Je crois que c'est impossible car quand tu es sur l'app Mail, tu ne peux pas accéder au dossier des courrier indésirables ni à la corbeille. Je comprend vraiment pas le choix d'apple de ne pas les avoir intégrés.


----------



## lineakd (15 Juillet 2013)

> car quand tu es sur l'app Mail, tu ne peux pas accéder au dossier des courrier indésirables ni à la corbeille.

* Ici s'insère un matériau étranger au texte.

PR #8549, opened 2026-06-22
fix(markdown): prevent checkbox icon ligature text from polluting cli

### LINKED ISSUE #8545: Inline markdown: copying a checklist from the preview yields "check_box_outline_blank" and drops "- [ ]"
**Context:** split out of #8524, which solves three unrelated problems in one PR. This issue tracks the **copy-from-preview** part so the approach can be settled without blocking the #8407 bug fix.

## Bug

Selecting and copying checklist items from the *rendered* preview copies the Material Icons ligature text (`check_box_outline_blank` / `check_box`) and omits the `- [ ]` markdown syntax.

## Root cause

The checkbox is rendered as a Material Icons **ligature** span:

```ts
// marked-options-factory.ts, renderer.listitem
`<span class="checkbox material-icons">${isChecked ? 'check_box' : 'check_box_outline_blank'}</span>`
```

The font renders those words as a glyph, but the underlying `textContent` is the literal words. And the preview SCSS forces `user-select: text !important` on `.markdown-parsed *` — so the ligature words are *deliberately* selectable and land on the clipboard. The `- [ ]` is absent because it isn't in the rendered DOM at all.

## Current approach (in #8524)

A hand-rolled `domToMarkdown` recursive serializer + an unconditional `@HostListener('copy')` that re-serializes the selected DOM fragment back to markdown. Concerns:

- **Partial `turndown` reimplementation.** Tags without an explicit `case` fall through `default`: structural elements (blockquote, table, `hr`) are **flattened to their text** (wrapping syntax lost), and `` is **dropped entirely** (alt/src gone).
- **No markdown escaping.** Text nodes are emitted verbatim, so a label containing `*` / `_` / `` ` `` / `[` round-trips incorrectly or changes meaning. (Link `href`s are also interpolated unescaped.)
- **Partial selections lose nested-list indentation.** Indent is derived from a `depth` counter that only increments through `UL`/`OL` ancestors present in the cloned fragment; `range.cloneContents()` of a selection starting mid-list flattens nesting to depth 0.
- **Intercepts ALL preview copies, not just checklists.** The handler only bails on edit mode / empty selection / selection outside the preview — there is no checklist guard. So ordinary prose, links, and code copied from any note preview also run through the serializer, widening the round-trip-corruption surface well beyond the original bug.

## Preferred direction (minimal)

Fix the garbage at its source — stop the ligature text from being selectable:

- Override the `user-select: text !important` rule with `user-select: none` on `.checkbox.material-icons`, **or** render the glyph via a `::before` pseudo-element (pseudo-element text is never included in copied selection text). This removes the `check_box_outline_blank` noise with no serializer.
- Optionally inject a selectable `☐` / `☑` character to preserve checkbox state in the copied text.
- The real markdown source already lives in the editor view, which is the natural place to copy markdown from.

If "preview copy → valid markdown" is genuinely a desired feature, prefer a maintained library (`turndown`) over a hand-rolled serializer — but decide whether the feature warrants the dependency first.

## Acceptance

- Copying from the preview no longer includes `check_box_outline_blank`.
- Explicit decision on whether full markdown reconstruction on copy is in scope at all.

symonbaikov:
## Problem
Fixes #8545.
When selecting and copying checklist items from the rendered markdown preview, the Material Icons ligature text (`check_box_outline_blank` / `check_box`) was included in the clipboard because the underlying text content of the icon span is selectable.
## Solution
Added `user-select: none` (and `-webkit-user-select: none`) to `.checkbox` in `src/styles/components/markdown.scss`. This prevents the icon text from being selected or copied while preserving the visual checkbox and clickable behavior.
This is the minimal fix discussed in the issue; it removes the garbage text from the clipboard without attempting full markdown reconstruction.
## Type of Change
- [x] Bug fix
- [ ] New feature
- [ ] Breaking change
- [ ] Refactoring
- [ ] Documentation
- [ ] Other (please describe)
## Checklist
- [ ] I have included relevant changes to the [documentation/wiki](https://github.com/super-productivity/super-productivity/tree/master/docs/wiki).

### DIFF
--- a/src/styles/components/markdown.scss
+++ b/src/styles/components/markdown.scss
@@ -111,6 +111,8 @@
     padding-right: var(--s);
     position: relative;
     cursor: pointer;
+    user-select: none;
+    -webkit-user-select: none;
 
     &:after {
       content: '';


johannesjo:
Thanks for tackling this, @symonbaikov — and for going the fix-at-source route, which is exactly the direction the issue preferred over the serializer.

After digging in, though, this specific change turns out to be a **no-op**, because the reported bug was already fixed by #8524 (merged just after you opened this), and the app has a global selection baseline that makes the new rule redundant everywhere else. Walking through it:

- `styles.scss` sets a global **`* { user-select: none }`**, with only `p, input, textarea, pre, [contenteditable]` re-enabled. A checkbox is a `<span class="checkbox material-icons">`, so it's **already unselectable in every markdown preview by default.**
- The only places that *re-enable* selection on the checkbox are:
  - `inline-markdown.component.scss` → `.markdown-parsed * { user-select: text !important }` — this is the surface #8545 reported. **#8524 already fixed it** with `.markdown-parsed .checkbox { user-select: none !important }` (higher specificity wins).
  - `issue-table.scss` → `.issue-table td { *, .markdown * { user-select: text } }`.
- This PR adds a **non-`!important`** `.markdown .checkbox { user-select: none }`. In the inline preview it's overridden by the `text !important` rule; in issue tables it's out-specified by `.issue-table td .markdown *`; everywhere else the checkbox was already unselectable. So it doesn't change behavior in any surface.

Since #8524 resolves the reported case, I'll close this and #8545 as already-fixed. Really appreciate the contribution — the instinct was right, it just got there a few hours after the other PR landed. 🙏

> Minor aside for the record: checklists inside **issue descriptions** (rendered in `.issue-table`, which forces `user-select: text`) are a separate, much rarer surface still affected — it would need an `!important`/higher-specificity rule, not a plain one. Happy to spin up a tiny follow-up if anyone hits it in practice.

@lloyd, bien sûr qu'on peut, il suffit d'ouvrir l'application mail. D'un appui sur l'icône "bal", de sélectionner un des tes comptes dans la partie "Comptes". 
Test effectuer sur ios 6.1.3 et j'utilise des comptes courriels en imap. 
@balance, ouvre l'application mail, sélectionne le courriel, appuie sur l'icône en forme de dossier, en haut à droite de l'écran. Puis sur la gauche de la nouvelle fenêtre, il te suffit de choisir le dossier "indésirables".


----------



## papibob (6 Septembre 2016)

Bonjour,
Je place beaucoup de mails dans indésirable mais cela ne fonctionne pas.
Par contre les mêmes mails sur Mac ils sont bien arrêtés
Ou est mon erreur ?
iPad Air  iOS 935
Merci de m'éclairer


----------